USA Surgery Today

Total energy requirement for all patients includes resting energy expenditure, energy allotted to physical activity, and diet-induced thermogenesis. By definition, resting energy expenditure encompasses the body’s energy requirement for growth. Physical activity, which is low in the postoperative period or during severe illness, and diet-induced thermogenesis are of reduced significance in the surgical patient. Knowledge of resting energy expenditure and its changes following critical illness or operation is important because it directly impacts energy requirements.

Resting energy expenditure can be measured in a variety of ways, including direct and indirect calorimetry, as well as stable isotopic techniques. The direct method measures the heat released by a subject at rest and during various activities. This method is based on the principle that all energy is eventually converted to heat. In practice, the subject is placed in a thermally isolated chamber with sensitive temperature measurement over a given period of time (7). A change in temperature of the chamber is used to calculate the energy discharged, and therefore fuel oxidized, during the time period. Although precise, this method is not practical for most pediatric or ill patients (8).

Children and adults rely on the release of energy from ingested nutrients or established body stores to fuel the work of the human body. In this way, the energy derived from the degradation of large substrate molecules is used to synthesize high-energy phosphate bonds in the form of adenosine triphosphate (ATP). The bulk of energy metabolism in the human is performed in the aerobic setting, although anaerobic pathways exist and indeed are accentuated in the setting of stress or disease. The hydrolytic cleavage of a phosphate group from ATP, thereby producing adenosine diphosphate, provides much of the energy needed for cellular reactions.

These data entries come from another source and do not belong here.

PR #45571, opened 2024-05-29
fix(files): also trigger new tab on file name middle click

### LINKED ISSUE #44994: [Bug]: Files app doesn't open middle-clicked file/folder in new browser tab since Nextcloud 28

### Bug description

In Nextcloud 27.1.8 I could middle-click on files and folders in the Files app and the middle-clicked file/folder would then open in a new browser tab. This doesn't work anymore after upgrading to Nextcloud 28.0.4.

I found three places where this issue is mentioned: [PR #42457](https://github.com/nextcloud/server/pull/42457#issuecomment-1910393479), [Forum](https://help.nextcloud.com/t/after-update-to-nc28-mouse-wheel-doesnt-open-folders-and-files-in-new-tab-anymore/186972), [Reddit](https://www.reddit.com/r/sysadmin/comments/1b7bbmq/nextcloud_change_middleclick_behaviour_from/).

### Steps to reproduce
**Folder**
1. Open the Files app (https://<nextcloud_domain>/apps/files/files)
2. Middle-click a folder, e.g. the folder 'Documents'
3. Firefox: A new tab is opened with the URL https://<nextcloud_domain>/remote.php/dav/files/<user>/Documents showing a white page with only this text:
> This is the WebDAV interface. It can only be accessed by WebDAV clients such as the Nextcloud desktop sync client.
3. Chromium: A file names Documents.html is downloaded containing this text:
> This is the WebDAV interface. It can only be accessed by WebDAV clients such as the Nextcloud desktop sync client.

**File**
1. Open the Files app (https://<nextcloud_domain>/apps/files/files)
2. Middle-click a file
3. Either nothing happens (e.g, .pdf, .txt files)
4. Or the file is downloaded (e.g., .md, .gif, .odt, .ods files)

Note: after I click on the 'All files' button at the top left, nothing happens when I middle-click files/folders. The URL is then https://<nextcloud_domain>/apps/files/files?dir=/ instead of https://<nextcloud_domain>/apps/files/files.

### Expected behavior

I expect folders and files to open in a new browser tab, just like in Nextcloud 27.

### Installation method

Community Docker image

### Nextcloud Server version

28

### Operating system

Debian/Ubuntu

### PHP engine version

PHP 8.2

### Web server

Nginx

### Database engine version

PostgreSQL

None

- [ ] LDAP/ Active Directory
- [ ] SSO - SAML
- [ ] Other

### Configuration report

_No response_

### List of activated Apps

_No response_

### Nextcloud Signing status

_No response_

### Nextcloud Logs

_No response_

### Additional info

_No response_

skjnldsv:
Fix https://github.com/nextcloud/server/issues/44994


ShGKme (commented):
`auxclick` is not supported on Safari, according to https://developer.mozilla.org/en-US/docs/Web/API/Element/auxclick_event
Why not use `click.middle`?

Anyway, in general, I'd prefer to have fixed links in the list rather than increase manual imitation. What is implemented in this PR should for by default in any browser with the correct link.

(Mentioned in https://github.com/nextcloud/server/pull/42457#issuecomment-1910393479)

skjnldsv:
> Anyway, in general, I'd prefer to have fixed links in the list rather than increase manual imitation. What is implemented in this PR should for by default in any browser with the correct link.

Oh, 100% with you on this!
I didn't want to change the manual imitation that someone else did, so I used the sape ways, but I will definitely try a different way since you're also on board with this! :)

Regarding the `click.middleè it was definitely not working initially, but I changed some stuff in between, so it mighth work again now :shrug:

skjnldsv:
Ah, no! Now I do remember!
We do indeed have different links, that was how it was before.
We can discuss the default link expectations like Julius said, but as a fix, I think we should still merge this PR (after the auxclick adjusting).

If we want to remove the default click-to-download behaviour is a different topic in itself @ShGKme :)

skjnldsv:
Alright, I tested on safari and it works!

- if I remove the `auxclick` it fails on chrome
- the click seems to only work on safari

So leaving them both is the way :+1:

szaimen (approved):
Just tested in a Chromium based browser on Windows and seems to work :)

ShGKme (approved):
Tested on Safari 16 and Safari 17, both testing cloud and real MacBook.

Although MDN and [caniuse](https://caniuse.com/auxclick) say this event is not supported on Safari completely, it works fine on both list and grid with the middle button click.

But `@click.middle` would avoid the need to check `event.button` 👀

artonge (approved):

artonge:
I think this also make the right-click trigger the default action

Issue #44933, opened 2024-04-18
database log filled with errors every second


warlordattack:
### Which version of recognize are you using?

latest

### Enabled Modes

Object recognition, Face recognition, Video recognition, Music recognition

### TensorFlow mode

WASM mode

### Downstream App

Memories App

### Which Nextcloud version do you have installed?

latest

### Which Operating system do you have installed?

ubuntu

### Which database are you running Nextcloud on?

postgres

### Which Docker container are you using to run Nextcloud? (if applicable)

recommended AIO install

### How much RAM does your server have?

16GiB

### What processor Architecture does your CPU have?

x86_64

### Describe the Bug

ERROR: duplicate key value violates unique constraint “oc_systemtag_object_mapping_pkey”
DETAIL: Key (objecttype, objectid, systemtagid)=(files, 112177, 34) already exists.
CEST [1789] STATEMENT: INSERT INTO “oc_systemtag_object_mapping” (“objectid”, “objecttype”, “systemtagid”) VALUES($1, $2, $3)

### Expected Behavior

shold not fill the database log with errors every second

### To Reproduce

installed fresh nextcloud via recommended AIO methos on a new Ubuntu proxmox VM, 
installed Memories and Recognize
activated auto tagging
dropped few thousands wallpapers there
opened the logs found database log filled with errors and 20Mo size

### Debug log

[nextcloud-aio-database-2024-04-18T15-05-49.log](https://github.com/nextcloud/recognize/files/15026932/nextcloud-aio-database-2024-04-18T15-05-49.log)

warlordattack:
If more information is needed i can provide.
Best regards :)

joshtrichards:
I know you mentioned new installation in the reproduction steps, but any chance your existing database was restored from backup at some point or migrated from another installation?

warlordattack:
It was a clean new install, i am testing, so i delete all containers and docker disks before new install, database was normally deleted when i deleted docker disks before install.

marcelklehr:
Looks like this is the code that causes this. The errors don't seem to be fatal, but sure are annoying I assume: https://github.com/nextcloud/server/blame/master/lib/private/SystemTag/SystemTagManager.php#L180

bigcat88:
We quite often receive tickets regarding "Duplicate Key Errors" from the oc_filecache/oc_file_metadata/or oc_systemtag_object_mapping tables.

[...]

PR #45580, opened 2024-05-30
fix: avoid duplicate tag inserts by checking if the mapping exists already in db

yemkareems:
fix: do a select in systemtag_object_mapping to see if tag exists already in db. if it does not exist alone insert the same or else do nothing

* Resolves: # 

## TODO

- [ ] ...

## Checklist

### DIFF
--- a/lib/private/SystemTag/SystemTagObjectMapper.php
+++ b/lib/private/SystemTag/SystemTagObjectMapper.php
@@ -126,11 +126,16 @@ class SystemTagObjectMapper implements ISystemTagObjectMapper {
 		$result = $query->executeQuery();
 		$rows = $result->fetchAll();
 		$existingTags = [];
-		foreach ($rows as $k => $row) {
+		foreach ($rows as $row) {
 			$existingTags[] = $row['systemtagid'];
 		}
 		//filter only tags that do not exist in db
 		$tagIds = array_diff($tagIds, $existingTags);
+		if (empty($tagIds)) {
+			// no tags to insert so return here
+			$this->connection->commit();
+			return;
+		}
 
 		$query = $this->connection->getQueryBuilder();
 		$query->insert(self::RELATION_TABLE)
--- a/lib/private/SystemTag/SystemTagObjectMapper.php
+++ b/lib/private/SystemTag/SystemTagObjectMapper.php
@@ -117,6 +117,15 @@ class SystemTagObjectMapper implements ISystemTagObjectMapper {
 		$this->assertTagsExist($tagIds);
 
 		$query = $this->connection->getQueryBuilder();
+		$query->select('systemtagid')
+			->from(self::RELATION_TABLE)
+			->where($query->expr()->in('systemtagid', $query->createNamedParameter($tagIds, IQueryBuilder::PARAM_INT_ARRAY)))
+			->andWhere($query->expr()->eq('objecttype', $query->createNamedParameter($objectType)))
+			->andWhere($query->expr()->eq('objectid', $query->createNamedParameter($objId)));
+		$result = $query->executeQuery();
+		$rows = $result->fetchAll();
+
+		$query = $this->connection->getQueryBuilder();
 		$query->insert(self::RELATION_TABLE)
 			->values([
 				'objectid' => $query->createNamedParameter($objId),
@@ -126,12 +135,17 @@ class SystemTagObjectMapper implements ISystemTagObjectMapper {
 
 		$tagsAssigned = [];
 		foreach ($tagIds as $tagId) {
-			try {
-				$query->setParameter('tagid', $tagId);
-				$query->execute();
-				$tagsAssigned[] = $tagId;
-			} catch (UniqueConstraintViolationException $e) {
-				// ignore existing relations
+			if(!in_array($tagId, array_column($rows, 'systemtagid'))) {
+				// tag not in db so create new one
+				try {
+					$query->setParameter('tagid', $tagId);
+					$query->execute();
+					$tagsAssigned[] = $tagId;
+				} catch (UniqueConstraintViolationException $e) {
+					// ignore existing relations
+				}
+			} else {
+				//tag exists already don't insert
 			}
 		}
 
--- a/lib/private/SystemTag/SystemTagObjectMapper.php
+++ b/lib/private/SystemTag/SystemTagObjectMapper.php
@@ -115,6 +115,7 @@ class SystemTagObjectMapper implements ISystemTagObjectMapper {
 		}
 
 		$this->assertTagsExist($tagIds);
+		$this->connection->beginTransaction();
 
 		$query = $this->connection->getQueryBuilder();
 		$query->select('systemtagid')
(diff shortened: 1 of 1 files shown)


lib/private/SystemTag/SystemTagObjectMapper.php
```diff
@@ -126,12 +135,17 @@ public function assignTags(string $objId, string $objectType, $tagIds): void {
 
 		$tagsAssigned = [];
 		foreach ($tagIds as $tagId) {
-			try {
-				$query->setParameter('tagid', $tagId);
-				$query->execute();
-				$tagsAssigned[] = $tagId;
-			} catch (UniqueConstraintViolationException $e) {
-				// ignore existing relations
+			if(!in_array($tagId, array_column($rows, 'systemtagid'))) {
```
artonge, line 138: I guess you could use `$tagIds = array_diff($tagIds, $rows)` to explicitly filter out existing tags.

lib/private/SystemTag/SystemTagObjectMapper.php
```diff
@@ -116,6 +116,15 @@ public function assignTags(string $objId, string $objectType, $tagIds): void {
 
 		$this->assertTagsExist($tagIds);
 
+		$query = $this->connection->getQueryBuilder();
```
artonge, line 119: Maybe wrap the select and the inserts into a transaction?
```php
$this->connection->beginTransaction();
...
select
...
inserts
...
$this->connection->commit();
```

szaimen:
Sorry, cannot judge the code

lib/private/SystemTag/SystemTagObjectMapper.php
yemkareems: @artonge Yes done. filtered tags that do not exist and using them alone for the insert

lib/private/SystemTag/SystemTagObjectMapper.php
yemkareems: @artonge wrapped the select/insert around a transaction

artonge (approved):

kesselb:
SystemTagObjectMapper / oc_systemtag_object_mapping state if a tag belongs to a given object (e.g. a file).  The code does a select to see if a given mapping already exists, not a tag. I suggest updating the commit message accordingly.

Is there a reason for this change and the additional select? The situation that a mapping already exists is handled properly by the catching the UniqueConstraintViolationException.

artonge:
> Is there a reason for this change and the additional select? The situation that a mapping already exists is handled properly by the catching the UniqueConstraintViolationException.

The catch is enough to prevent Nextcloud logs, but not enough to prevent logs from the DB which apparently can grow very large in short time spans.

kesselb:
> The catch is enough to prevent Nextcloud logs, but not enough to prevent logs from the DB which apparently can grow very large in short time spans.

Thanks. 

I'm aware about this problem with filecache and authtokens. 
This is indeed an annoying situation, especially with PostgreSQL. 

It surprised me a bit to see this problem with the systemtag_object_mapping table as well. 
Is that in combination with files_automatedtagging or recognize?

kesselb:
For some cases, it's possible to use our "insertIgnoreConflict" method: https://github.com/nextcloud/server/blob/d0454827321b6f589819cf8664f827d1caa38538/lib/public/IDBConnection.php#L147-L158

For example:
https://github.com/nextcloud/server/commit/4361019f2f3cdb48da90af6345b21bd579c725d2

kesselb:
> The implementation only covers PostgreSQL, is there any equivalent for MySQL?

[INSERT IGNORE](https://dev.mysql.com/doc/refman/8.4/en/sql-mode.html#ignore-effect-on-execution) (also non-standard unfortunately)

Altahrim:
`INSERT IGNORE` is a bit dangerous because it will also ignore other errors 

My proposal: https://github.com/nextcloud/server/pull/45655

bigcat88:
can I ask if there a backport planned for this(or a linked PR) for NC28 or NC29 or it is not a option for this PR and these really cool changes will come only with NC30?

lib/private/SystemTag/SystemTagObjectMapper.php
```diff
@@ -115,6 +115,22 @@ public function assignTags(string $objId, string $objectType, $tagIds): void {
...
+		$query->select('systemtagid')
+			->from(self::RELATION_TABLE)
+			->where($query->expr()->in('systemtagid', $query->createNamedParameter($tagIds, IQueryBuilder::PARAM_INT_ARRAY)))
+			->andWhere($query->expr()->eq('objecttype', $query->createNamedParameter($objectType)))
+			->andWhere($query->expr()->eq('objectid', $query->createNamedParameter($objId)));
+		$result = $query->executeQuery();
+		$rows = $result->fetchAll();
+		$existingTags = [];
+		foreach ($rows as $k => $row) {
```
kesselb, line 129:
```suggestion
		foreach ($rows as $row) {
```

$k is unused.

lib/private/SystemTag/SystemTagObjectMapper.php
```diff
@@ -115,6 +115,22 @@ public function assignTags(string $objId, string $objectType, $tagIds): void {
...
+			$existingTags[] = $row['systemtagid'];
+		}
+		//filter only tags that do not exist in db
+		$tagIds = array_diff($tagIds, $existingTags);
```
kesselb, line 133: I think we could check if $tagIds are empty and early exit, but what happens to the transaction, do we need to commit it in this case too?

kesselb:
I read Alexander's support ticket and https://github.com/nextcloud/server/issues/44933 and now the change makes much more sense to me. 

To my understanding, the "duplicate key value violates unique constraint" errors for filecache and auththokes are caused by operations running in parallel. 

The error for systemtag_object_mapping because our implementation is incomplete or at least strange ;)

Take the following flow: 

image

1. Upload an image
2. Rename the image
3. Move the image somewhere else

The flow is triggered for all operations and will trigger the warning for 2. and 3. 

So it's not an edge case or a parallel operation. The api consumer like files_automatedtagging or recognize expect that assignTags takes care if a tag is already assigned. 

It would be still nice to improve the commit message (it's checking if the mapping does exist and not the tag).
I think we could backport it as well, as it's more a bug fix than a feature.

kesselb (approved):

lib/private/SystemTag/SystemTagObjectMapper.php
yemkareems: Added a extra check for the empty tag ids @kesselb

yemkareems:
> can I ask if there a backport planned for this(or a linked PR) for NC28 or NC29 or it is not a option for this PR and these really cool changes will come only with NC30?

@bigcat88 we will backport this to NC28 and NC29

kesselb:
cc @marcelklehr because I recall some reports for recognize about it. Not sure though if about that exact problem, but related to the tagging.

marcelklehr (approved):
LGTM

PR #45585, opened 2024-05-30
refactor(files): Adjust some Typescript code in virtual files list

susnux:
## Summary
- Correctly cast table ref to fix TypeScript errors (I think this also makes it a bit better readable :) )
- Refactor the `filesListWidth` mixin
  Use `defineComponent` to properly inherit typings, also add the `$resizeOberserver` through the setup to the component instance.
  `filesListWidth` is now a number which defaults to 0, making compares like `this.fileListWidth < 768` valid in Typescript (there are a lot of Type error in other places because of this).
- Properly add type information to `FilesListTableFooter`
  - Add correct type for `nodes` prop.
  - Use `defineComponent` to properly infer Typescript information
  - Correct usage of nullish coalescing operator
- Make `currentView` a prop of `FilesListTableFooter`
  We already have this as a required prop in `FilesListVirtual`, so passing it to the footer is straight forward and removed need of computed value.

## Checklist


susnux (commented):
Added some hints about the problems I try to solve

apps/files/src/mixins/filesListWidth.ts
```diff
@@ -3,26 +3,31 @@
...
+			filesListWidth: 0,
 		}
 	},
+
 	mounted() {
 		const fileListEl = document.querySelector('#app-content-vue')
-		this.filesListWidth = fileListEl?.clientWidth ?? null
+		this.filesListWidth = fileListEl?.clientWidth ?? 0
 
+		// @ts-expect-error The resize observer is just now attached to the object
```
susnux, line 19: We can not use `setup` in mixins, so we can not attach it properly with type information.
Using `data` also feels wrong, it should not be made reactive.

ShGKme: This mixin is quite small and only defines one property. Maybe we can rewrite it to a composable then?

ShGKme (approved):

ShGKme:
Thanks for detailed description about all the changes!

apps/files/src/mixins/filesListWidth.ts
susnux: Yes I also was thinking about that.
Also a composable for `dir` and `fileid` makes sense as we use it in many places and just duplicate logic there.

skjnldsv (approved):

Issue #6914, opened 2017-10-23
Config Param 'overwritecondaddr' not working


ghmax:
### Steps to reproduce
1. clean install nextcloud
2. add conditional overwrite settings to config.php 
   'overwritehost' => 'my.domain.com',
   'overwritecondaddr' => '^192\.168\.0\.1$',

### Expected behaviour
Hostname should be overwritten when request comes in via 192.168.0.1, otherwise NOT.

### Actual behaviour
Hostname is always overwritten

### Server configuration

**Operating system**:
official Docker Image on different Docker Hosts

**Nextcloud version:** (see Nextcloud admin page)
12.0.3.3

**Updated from an older Nextcloud/ownCloud or fresh install:**
fresh

**Where did you install Nextcloud from:**
docker

**Nextcloud configuration:**
<details>
<summary>Config report</summary>

```
<?php
$CONFIG = array (
  'htaccess.RewriteBase' => '/',
  'memcache.local' => '\\OC\\Memcache\\APCu',
  'apps_paths' => 
  array (
    0 => 
    array (
      'path' => '/var/www/html/apps',
      'url' => '/apps',
      'writable' => false,
    ),
    1 => 
    array (
      'path' => '/var/www/html/custom_apps',
      'url' => '/custom_apps',
      'writable' => true,
    ),
  ),
  'instanceid' => 'xxx',
  'passwordsalt' => 'xxx',
  'secret' => 'xxx',
  'trusted_domains' => 
  array (
    0 => '192.168.99.100:9000',
  ),
  'datadirectory' => '/var/www/html/data',
  'overwrite.cli.url' => 'http://192.168.99.100:9000',
  'dbtype' => 'sqlite3',
  'version' => '12.0.3.3',
  'installed' => true,
  
   'overwritecondaddr' => '^192\.168\.99\.11$',
   'overwritehost' => 'my.domain.com',
  
);
```
</details>

### Code causing Troubles...
Problem is in File .../lib/private/AppFramework/Http/Request.php in Method 'private function isOverwriteCondition($type = '')' ... type is empty when checking for e.g. Host-Override in Method 'getOverwriteHost' ... so with empty type check override method (isOverwriteCondition) always returns true cause of:

...
return $regex === '//' || preg_match($regex, $remoteAddr) === 1 || $type !== 'protocol';
...

-> type === '' ... so $type !== 'protocol' is always true ... so method always returns true in this case.

blizzz:
[...]

PR #45651, opened 2024-06-03
feat(lib): Improve remote address handling and overwritecondaddr checks

aschieweck:
## Summary

This PR has two related improvements:
1. Include support for the [Forward Header format](https://developer.mozilla.org/en-US/docs/Web/HTTP/Headers/Forwarded) as alternative to the [X-Foraward-For Headers](https://developer.mozilla.org/en-US/docs/Web/HTTP/Headers/X-Forwarded-For) when checking for the remote address.
2. Check the `overwritecondaddr` regex from the config against the remote address AND the trusted proxy chain.

I ran into a similar issue as [danielwbn](https://github.com/nextcloud/server/issues/6914#issuecomment-416461735) in #6914. My remote address is always the IP of the client, which is great and shows that my reverse proxy is working, but I need to set specific overrides depending on the proxy route the request has taken. 

The `isOverwriteCondition()` method was using the direct call to the `server['REMOTE_ADDR'])` instead of the `getRemoteAddress()` method. As both methods would need to interact with the trusted proxies and the headers, I refactored this part out into a common method. This can now also handle both styles of forward headers used by reverse proxies.

## TODO

- [x] Tests for the override
- [ ] Check contributor fluff (first PR here, I'll have to check what I'm missing)

## Checklist

- [ ] ~Screenshots before/after for front-end changes~


aschieweck:
Hi @kesselb, any thoughts on the idea or the current state of this PR?

kesselb:
Thanks for your pull request :+1: 

I'm unsure if we should have two default `forwarded_for_headers`. 

What is your use case for `overwritecondaddr`?

aschieweck:
The `X-Forwared-For` is still the most common style, but as the _X_ indicates, it was experimental and is now replaced in the standard by the `Forwared` header. I think it's a good idea to support both in Nextcloud. I don't have a strong opinion which one, or maybe both, should be the default. This PR has both as default, has both header types are part of the standard. But this can be overwritten in the server config, should it be required. Happy to change it to what makes the most sense to you!

My use case for allowing proxies in the `overwritecondaddr` is the use of Cloudflare tunnels. I have the local tunnel endpoint in a docker container and I would like to change some things if the traffic is coming from this source. At the moment, `overwritecondaddr` is only checking the remote address reported to Nextcloud, which in the case of Cloudflare tunnels is the real IP address of the user. I _might_ be able to write a regex if the remote address is not from the local range, but this feels more like a hack. Checking against the proxy is just cleaner.

kesselb:
> Just merged the current state of the master branch into this one. I hope this should fix most of the checks, as they failed on some setup procedures, i.e. running composer. I haven't touched composer things in this PR, so I'm a bit lost while this wouldn't work.

Yep, some of our CI have issues with forks. 

It looks like a reasonable change. We need the ip addresse for the brute force detection, and thus it makes sense to also check the reverse proxy for the overwritecondaddr. We only take trusted proxies into account. 

> I would like to change some things if the traffic is coming from this source. 

What would you like to change? I'm just wondering because most of the use cases for overwritecondaddr are usually look like hack. Do you set a different hostname if the request is coming through cf?

aschieweck:
> Yep, some of our CI have issues with forks.

OK, I had a look at the failing checks, and I'd say the failures are due to the CI & fork thing. Nothing related to this PR. But please let me know if there is a check, I should have a closer look at

> We only take trusted proxies into account.

This PR is only looking at the remote address report and the chain of trusted proxies. Let's say we have a request with the following header information: *Client - Proxy 1 - Trusted Proxy 1 - Proxy 2 - Trusted Proxy 2 - Trusted Proxy 3 - Nextcloud*. Then `getRemoteAddressAndProxyChain` would return the *Proxy 2* as remote address. As everything before *Trusted Proxy 2* could be spoofed.  This is similar to how it was before. But we know also get the chain of *Trusted Proxy 2, Trusted Proxy 3* as chain for other checks.

> Do you set a different hostname if the request is coming through cf?

That's exactly it. The cleanest way would be to have separate domain and path settings based on the upstream proxy. But that sound like a lot of work for a very niche problem. I'm happy with some jankiness and understand that this isn't a common (or even supported) use case.

aschieweck:
Hello @nickvergessen & @Altahrim! Do you guys have any feedback on this?

aschieweck:
As there was no update in over a year and now conflicts are showing up, I'm going to withdraw this PR.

The major sources of energy to fuel the processes of work are carbohydrate, lipid, and protein. These substrates are degraded by the body into the currency of energy metabolism: glucose, fatty acids, and amino acids. For most tissues, fatty acids are the major source for oxidative energy production. However, glucose is of great importance because it is the preferred energy source for cells in the central nervous system, renal medulla, and erythrocytes. These tissues cannot take up fatty acids from the systemic circulation, and therefore rely on glucose or ketone bodies during starvation. Pathways exist to synthesize glucose from the breakdown of amino acid and lipid substrates, a process that is accelerated in critical illness. In general, the breakdown and synthesis of glucose, lipid, and protein are tightly controlled by neural, hormonal, and allosteric regulation.